§ Exercise
Tally the lines in the data below in which the word "errors" occurs, then give only the total.

§ Data records

PR #144, opened 2026-05-11
ENH: Updated and refactored Mathieu function implementation (part 1).

steppi:
#### Reference issue

Partially supersedes #99

This PR is based on @brorson's PR #99, which gives improved implementations of the Mathieu functions. Algorithmically, #99 is excellent work. This is a promised refactor in order to put the work in #99 into the form that would be most useful for xsf and SciPy. The primary departure is that this PR does not give full implementations of Mathieu functions; it only contains the core numerical kernels that would be useful in either a CPU implementation for SciPy or a GPU implementation for CuPy. The primary functions are for generating the recurrence matrices and for summing the Fourier series. Generating the Fourier coefficients requires finding eigenvectors of symmetric tridiagonal recurrence matrices. #99 used LAPACK's dstevd for this, which is out of scope for `xsf`. I do not rule out eventually writing a CPU+GPU capable symmetric tridiagonal eigenvector solver, but even then, it would still not be particularly useful for SciPy and CuPy to have full scalar implementations in `xsf`. For SciPy implementations, it is best to use the stateful-functor with in-ufunc caching pattern established here https://github.com/scipy/scipy/pull/24894, in order to allow reuse of the same computed fourier coefficients across varying values of `x`. For CuPy, we will want to use the gufunc expansion + reduction pattern proposed here https://github.com/cupy/cupy/issues/9839.  

The vision I'm coming to is that xsf will contain simple numerical kernels which will work on both CPU and GPU. If a function is simple enough for the same scalar implementation to work on both, then a full implementation belongs in xsf. Otherwise, xsf should contain the kernels that can be common to both platforms and CPU specific implementations can live in SciPy and GPU specific implementations in CuPy. 

This PR only contains kernels used for the characteristic value functions `mathieu_a` and `mathieu_b` and the Mathieu functions `mathieu_cem` and `mathieu_sem` from SciPy. I plan to address `mathieu_modcem1`, `mathieu_modcem2`, `mathieu_modsem1`, and `mathieu_modsem2` in an eventual follow-up. This is primarily to cut down the scope of work in this PR. There are also some redundant computations in the Fourier-Bessel summations from #99 that we can eliminate by pushing through #50, which is worth doing on its own as well.

I have used extensive templating to cut down on the duplicate code in #99. The implementations here should otherwise be completely faithful to #99, with the exception that I have added an `AngleUnits` policy template arg to the Fourier series summation so that the angular units can be taken to be either degrees or radians. For backwards compatibility, the companion PR to SciPy still takes arguments in degrees. There is an easy path forward to adding a kwarg to the SciPy functions to select between radians and degrees.

The tests here test only the recurrence matrix generation and the fourier summation. The tests for fourier summation use coefficients generated by the SciPy implementation and compare the evaluated sums to reference implementations of Mathieu functions from Mathematica. I've discovered the [Wolfram Engine Free Developers program](https://account.wolfram.com/access/wolfram-engine/free), and used the Python bindings to get reference values. This seems like something that will be useful for xsref too, which has been in a languishing state, but which I still have high hopes for.

I've removed the old Mathieu tests, which were self tests against the inaccurate SciPy code anyway. 

#### Additional information

After cleaning up the stuff adding BLAS and LAPACK to the dependencies, the rebuild of pixi.toml failed. This is because the cupy-tests environment was included in `solve-group = "default"`, but because the CuPy tests are Linux only and pull down things not available on other platforms, this caused solver errors. I simply removed the CuPy environment from that solve group.

#### AI Generation Disclosure

The test code in `xsf/tests/xsf_tests/test_mathieu.cpp` was largely AI generated with Google Gemini 3.1 Pro. I checked carefully that everything is correct. The implementation code is all good-old-fashioned artisanal hand-crafted code; this was too fun to delegate to AI.


steppi:
Oh wow, GPU CI actually ran after I updated the ubuntu runner to 24.04. Tests are failing, but I think will work if we update CuPy in the pixi.lock file. I'll make a separate PR for that.

steppi:
The formatting errors seem to be because the clang-format version was updated when I updated the pixi.lock file. Let's leave them here and fix them in another PR.

brorson:
Great to see this get merged in!

tests/xsf_tests/test_mathieu.cpp
```diff
@@ -0,0 +1,538 @@
+/* These tests are adapted from the test code written by Stuart Brorson for
+ * https://github.com/scipy/xsf/pull/99. It includes only tests for the
+ * kernels featured in xsf for generating the recurrence matrices and
+ * calculating Fourier sums. xsf does not contain full implementions of Mathieu
```
fbourgey:
```suggestion
 * calculating Fourier sums. xsf does not contain full implementations of Mathieu
```

tests/xsf_tests/test_mathieu.cpp
```diff
@@ -0,0 +1,538 @@
...
+    }
+
+    for (int i = 0; i < N; ++i) {
+        const double rel_error = xsf::extended_relative_error(D[i], D_expected[i]);
+        CAPTURE(i, D[i], D_expected[i], rtol, rel_error);
+        REQUIRE(rel_error <= rtol);
+    }
+}
+
+TEST_CASE("sum_fourier_series_even_even_q1_m0", "[mathieu][xsf_texts]") {
```
fbourgey:
```suggestion
TEST_CASE("sum_fourier_series_even_even_q1_m0", "[mathieu][xsf_tests]") {
```

tests/xsf_tests/test_mathieu.cpp
```diff
@@ -0,0 +1,538 @@
...
+        6.1152045985104173e-37, -5.2878909636082434e-40, 4.0787325607116287e-43, -2.8237182422819167e-46,
+        1.7643226442884998e-49, -9.9992520186900771e-53, 5.1636902188609567e-56, -2.4397830047988059e-59,
+        1.0587244524433085e-62,
+    };
+
+    std::mdspan AA_span(AA.data(), AA.size());
+
+    const std::vector<double> v = linspace(0.0, M_PI, 9);
+
+    /* Reference values computed with wolfram engine. */
```
fbourgey:
```suggestion
    /* Reference values computed with Wolfram Engine. */
```

tests/xsf_tests/test_mathieu.cpp
```diff
@@ -0,0 +1,538 @@
...
+                              0.0025865874071663215,   -4.3385838939211658e-05, 4.5372455146196267e-07,
+                              -3.2496292879186506e-09, 1.6958298519778925e-11,  -6.7394972996424881e-14,
+                              2.1085561518676298e-16,  -5.3296620523337814e-19, 1.1112098872910467e-21,
+                              -1.9473431483638467e-24};
+
+    std::mdspan AA_span(AA.data(), AA.size());
+
+    const std::vector<double> v = linspace(0.0, M_PI, 9);
+
+    /* Reference values computed with wolfram engine. */
```
fbourgey:
```suggestion
    /* Reference values computed with Wolfram Engine. */
```

I am stopping here but there are more below.

tests/xsf_tests/test_mathieu.cpp
```diff
@@ -0,0 +1,538 @@
...
+        xsf::mathieu::sum_fourier_series<Even, Even>(AA_span, v[i], out, out_diff);
+        double rel_error = xsf::extended_relative_error(out, expected[i]);
+        double rel_error_diff = xsf::extended_relative_error(out_diff, expected_diff[i]);
+        CAPTURE(m, q, out, out_diff, expected[i], expected_diff[i], rel_error, rel_error_diff);
+        REQUIRE(rel_error <= 1e-15);
+        REQUIRE(rel_error_diff <= 1e-15);
+    }
+}
+
+TEST_CASE("sum_fourier_series_even_even_q1_m2", "[mathieu][xsf_texts]") {
```
fbourgey:
```suggestion
TEST_CASE("sum_fourier_series_even_even_q1_m2", "[mathieu][xsf_tests]") {
```

I am stopping here but there are more below.

tests/xsf_tests/test_mathieu.cpp
```diff
@@ -0,0 +1,538 @@
...
+#include <xsf/third_party/kokkos/mdspan.hpp>
+
+auto constexpr Even = xsf::mathieu::Parity::Even;
+auto constexpr Odd = xsf::mathieu::Parity::Odd;
+
+TEST_CASE("make_matrix_ee", "[mathieu][xsf_tests]") {
+    int N = 6;
+
+    std::vector<double> D(N, 0.0);
+    std::vector<double> E(N, 0.0);
```
fbourgey: As this if the off-diagonal vector, should this be?

```suggestion
    std::vector<double> E(N-1, 0.0);
```

there are more below.

include/xsf/mathieu.h
```diff
@@ -1,228 +1,254 @@
...
+ * available at https://github.com/scipy/xsf/pull/99. It isolates out the parts
+ * which are fit for xsf as a library of simple numerical kernels which can be used
+ * on both CPU and GPU. Parts for which the approach used on CPU and GPU must
+ * necessarily be different will be left to SciPy and CuPy respectively. Hence
+ * the lack of the eigenvalue/eigenvector finding step here. The code has
+ * has been refactored to reduce code duplication, but is otherwise faithful
+ * to the original (with the exception that a policy template arg has been
+ * added to allow either degrees or radians to be used for angular arguments).
+ *
+ * Stuart Brorson's implementations follow prototypes written in MatLab and
```
fbourgey:
```suggestion
 * Stuart Brorson's implementations follow prototypes written in MATLAB and
```

include/xsf/mathieu.h
```diff
@@ -1,228 +1,254 @@
...
-        /* https://dlmf.nist.gov/28.2#E26 */
-        if (int_m % 2 == 0) {
-            return cem_cva(m, -q);
-        } else {
-            return sem_cva(m, -q);
+
+    /* Calculates the first element along the diagonal of the recurrence
+     * relation matrix as a function of the shape parameter ``q``.
+     *
+     * Templated on function parity (even vs odd mathieu functions) and
```
fbourgey:
```suggestion
     * Templated on function parity (even vs odd Mathieu functions) and
```

include/xsf/mathieu.h
```diff
@@ -1,228 +1,254 @@
...
-        int_m = (int)m;
-        if (q < 0) {
-            /* https://dlmf.nist.gov/28.2#E34 */
-            if (int_m % 2 == 0) {
-                sgn = ((int_m / 2) % 2 == 0) ? 1 : -1;
-                cem(m, -q, 90 - x, f, d);
-                csf = sgn * f;
-                csd = -sgn * d;
 
+    /* Sum the fourier series for computing angular Mathieu functions.
```
fbourgey:
```suggestion
    /* Sum the Fourier series for computing angular Mathieu functions.
```

I think we should use Fourier instead of fourier and Mathieu instead of mathieu. There are more below.

include/xsf/mathieu.h
```diff
@@ -1,228 +1,254 @@
...
+     *
+     * AngleUnits = AngleUnitPolicy::Radians or AngleUnitPolicy::Degrees.
+     *
+     * Inputs:
+     * X = A 1d mdspan view of the fourier coefficients.
+     * v = Angular argument, in either radians or degrees depending on the
+     * value of the AngleUnits template argument.
+     *
+     * Ouputs:
+     * out = Value of angular mathieu function for given fourier coefficients at angle v
```
fbourgey:
```suggestion
     * out = Value of angular mathieu function for given fourier coefficients at angle v.
```

include/xsf/mathieu.h
```diff
@@ -1,228 +1,254 @@
...
+    XSF_HOST_DEVICE inline int get_partial_sum_N(int m, double q) {
+        int N;
+
+        // This is sort of ad-hoc ...
+        if (q > 1.0) {
+            double qq = std::log10(q); // I need to use size of q to compute N.
+            N = m + 25 + 10 * qq;
         } else {
-            return cem_cva(m, -q);
+            N = m + 25;
```
fbourgey: If we think of the very negative $q$ case, should we not use `if (std::abs(q) > 1.0)` instead?

fbourgey (commented):
@steppi, this a first pass.

include/xsf/mathieu.h
```diff
@@ -1,228 +1,254 @@
...
+            } else {
+                xedp = xedp + td;
             }
+        } // for (k=(N-1) ...
+
+        // This makes sure the fcn has the right overall sign for q<0.
+        // Someday combine this with the above sums into the same for loop.
+        double x = 0.0;
+        for (decltype(N) l = 0; l < N; l++) {
+            x += X(l);
```
fbourgey: I understand that if `X` is an eigenvector, then so is `-X` but can you detail the rule "if the coefficients mostly sum negative, we flip the results" implemented here? I guess the coefficients of `X(l)` can have any sign in this framework (unless I missed something), so if the sum is very close to 0, can this be unstable? is there a better way?

steppi: This is a very good question and I think you've unearthed a potential bug. `dstevd` will return the eigenvectors normalized to have $l^2$ norm equal to 1, but the chosen sign is arbitrary, so we could either get the eigenvector $\mathbf{x}$ or $-\mathbf{x}$. These functions satisfy normalization conditions $\mathrm{cem}(m, q, 0) > 0$ and $\mathrm{sem}^{'}(m, q, 0) > 0$ (see details section below). $\mathrm{cem}(m, q, 0)$ is equal to the sum of the coefficients, so @brorson's idea here is to use this fact to get the correct sign for $\mathbf{x}$. But the correct normalization condition is $\mathrm{sem}^{'}(m, q, 0) > 0$ with $\mathrm{sem}(m, q, 0)$  identically 0. Rather than the sum of fourier coefficients, the value of this derivative at $x=0$ is

$$\mathrm{sem}^{'}(m, q, 0) = \frac{\mathrm{d}}{\mathrm{d}x}\left[\sum_{k}B_k \sin(kx)\right]_{x=0} = \sum_{k}kB_k$$

so I think to handle `FuncParity` odd, the above should be replaced with:

```C++
        if constexpr (FuncParity == Parity::Even) {
                x += X(l);
            } else {
                double r = sqrt_di<Parity::Odd, OrderParity>(l);
                x += r * X(l);
            }

```

@brorson, does that sound reasonable?

<details>
For $q = 0$ we have (https://dlmf.nist.gov/28.2#E29):

$$\mathrm{cem}(m, 0, x) = \cos(mx)$$
$$\mathrm{sem}(m, 0, x) = \sin(mx)$$

which implies that the sign conventions I mentioned above hold for $q = 0$. DLMF glosses over the convention for general $q$ by saying:

*the ambiguity of sign being resolved by ([28.2.29](https://dlmf.nist.gov/28.2#E29)) when q=0 and by continuity for the other values of q.*

It wasn't obvious to me at first, but suppose for instance there is some $q$ such that $\mathrm{cem}(m, q, 0) < 0$, by continuity, there must be some $q^{\star}$ for which $\mathrm{cem}(m, q^{\star}, 0) = 0$. Since we know $\mathrm{cem}(m, q^{\star}, x)$ is an even function, it follows that $\mathrm{cem}^{'}(m, q^{\star}, 0) = 0$. The only solution to Mathieu's equation satisfying these boundary conditions must be identically 0, from which we could derive a contradiction.

</details>

steppi: ~As for stability, the sum of coefficients is 0 at roots, and calculating these Mathieu functions seems to be inherently unstable near roots (or roots of the derivative). I found even the arbitrary precision Mathematica reference struggles near roots. We still have a major improvement over Zhang and Jin, so I think it's fine if there's still some rough edges.~

The above was nonsense. Sorry. The sum of coefficients is zero implies `mathieu_cem` is identically zero for all `x` since the function and it's derivative would be 0 at `x = 0` and $f(x) = 0$ is the only solution of Mathieu's equations satisfying these boundary conditions. 

I don't think this situation can occur for any values of `m` or `q`.

include/xsf/mathieu.h
steppi: I think you may be right. @brorson, can you comment on this?

steppi:
Thanks @fbourgey for the excellent review so far. I will fix all of the typos. I've tried to clarify the eigenvector sign situation, but also hope to hear from @brorson on this and on calculation of the number of fourier terms to take as a function of `m` and `q`.

include/xsf/mathieu.h
brorson: I think that's right.  The point here is that we need more terms in the sum when abs(q) > 1.   So, yes, if (std::abs(q) > 1.0) is correct.  Don't forget to use std::log10(std::abs(q)) on line 167 too.

include/xsf/mathieu.h
brorson: Yes, I think sum(k*B[k]) is reasonable.  Go ahead and change it.  I hope to have students run my test suite on the results at some point so if your idea doesn't work then we will pick it up.

brorson:
> but also hope to hear from @brorson on this and on calculation of the number of fourier terms to take as a function of `m` and `q`.

Done.  If I can do anything to help with the review process or merge let me know.  Once you have a stable branch please tell me and I can check it out and run some of my other tests on it.

steppi:
> > but also hope to hear from @brorson on this and on calculation of the number of fourier terms to take as a function of `m` and `q`.
> 
> Done. If I can do anything to help with the review process or merge let me know. Once you have a stable branch please tell me and I can check it out and run some of my other tests on it.

Thanks @brorson! I think this is getting into good shape now.  I'll ping you again if we need more help. I will also run out some more tests against Mathematica's implementation.

steppi:
@fbourgey, I think that should address everything from your first pass.

tests/xsf_tests/test_mathieu.cpp
```diff
@@ -0,0 +1,538 @@
...
+        CAPTURE(i, D[i], D_expected[i], rtol, rel_error);
+        REQUIRE(rel_error <= rtol);
+    }
+}
+
+TEST_CASE("make_matrix_eo", "[mathieu][xsf_tests]") {
+    int N = 6;
+
+    std::vector<double> D(N, 0.0);
+    std::vector<double> E(N, 0.0);
```
fbourgey:
```suggestion
    std::vector<double> E(N - 1, 0.0);
```

tests/xsf_tests/test_mathieu.cpp
```diff
@@ -0,0 +1,538 @@
...
+        CAPTURE(i, D[i], D_expected[i], rtol, rel_error);
+        REQUIRE(rel_error <= rtol);
+    }
+}
+
+TEST_CASE("make_matrix_oe", "[mathieu][xsf_tests]") {
+    int N = 6;
+
+    std::vector<double> D(N, 0.0);
+    std::vector<double> E(N, 0.0);
```
fbourgey:
```suggestion
    std::vector<double> E(N - 1, 0.0);
```

include/xsf/mathieu.h
```diff
@@ -1,228 +1,269 @@
+/* Kernels for computing Mathieu functions. This file does not contain complete
+ * implementations of the Mathieu functions, but only kernels which can be
+ * used within SciPy and CuPy to implement the Mathieu functions. One currently
+ * must supply an eigenvalue and eigenvector solver for symmetric tridiagonal
+ * matrices, such as dstevd from LAPACK, to construct a complete implementation.
+ *
+ * This code is based on code written by Stuart Brorson (github @brorson) which is
```
fbourgey:
```suggestion
 * This code is based on code written by Stuart Brorson (GitHub @brorson) which is
```

fbourgey (commented):
Minor things

brorson (approved):
Good by me.

Stuart

steppi:
@fbourgey, can you give this one last look?

tests/xsf_tests/test_mathieu.cpp
```diff
@@ -0,0 +1,538 @@
...
+        9.444966065193975e-17,
+        -0.509931239000559,
+        -0.6095378484410862,
+        -0.36076677721015726,
+        -1.1570532269097101e-16,
+    };
+
+    for (decltype(v.size()) i = 0; i < v.size(); i++) {
+        double out, out_diff;
+        xsf::mathieu::sum_fourier_series<Even, Even>(AA_span, v[i], out, out_diff);
```
fbourgey, line 177: Do we need a test for `AngleUnitPolicy::Degrees` as well?

include/xsf/mathieu_legacy.h
```diff
@@ -0,0 +1,230 @@
+/* Less accurate (but faster) legacy versions of Mathieu functions. */
```
fbourgey, line 1: what is the plan for this file? what about backward-compatibility? 

should we not keep old tests for smoke coverage?

fbourgey (approved):
This LGTM, modulo with last comments.

include/xsf/mathieu_legacy.h
steppi: This file remains for now because it's still being used for the modified (radial) mathieu functions, and as a large order fallback for `mathieu_cv`. Once the modified mathieu functions are refactored like this, and we figure out something else for the fallback, then we can get rid of the file. We can't really keep the old tests because they rely on computing the functions from end to end and `xsf` doesn't offer that capability. The full implementations for CPU live in SciPy and rely on kernels from here that the CuPy implementations will also use. All of those old test cases (using degrees as angular unit) remain in SciPy.

tests/xsf_tests/test_mathieu.cpp
steppi: Yeah, we can add some if you like.

steppi:
@fbourgey, I've added tests with degrees as angle units. If all looks good in CI I'm going to merge this.

PR #148, opened 2026-05-14
CI: hopefully get CuPy CI working and passing.

steppi:

I noticed here, https://github.com/scipy/xsf/pull/144#issuecomment-4454983210, that GPU CI actually ran in my latest push to #144. The change I made prior to this was updating the runner to Ubuntu 24.04. It seems that runner has CUDA version 13 on it, but the pixi.toml had has pinned to an earlier CuPy. This PR enforces at least CuPy 14 in the cupy-tests env. I had changed `cupy._core._create_ufunc` to use C++17 here (https://github.com/cupy/cupy/pull/9159/changes#diff-c9774fcecad94645bff3e07659c8eb24857a7bd1a08418651d430a42d3014f9c) which made it into the CuPy 14 release. C++17 is required for xsf, so CuPy 14 is the correct minimum CuPy version.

§ Exercise solution
2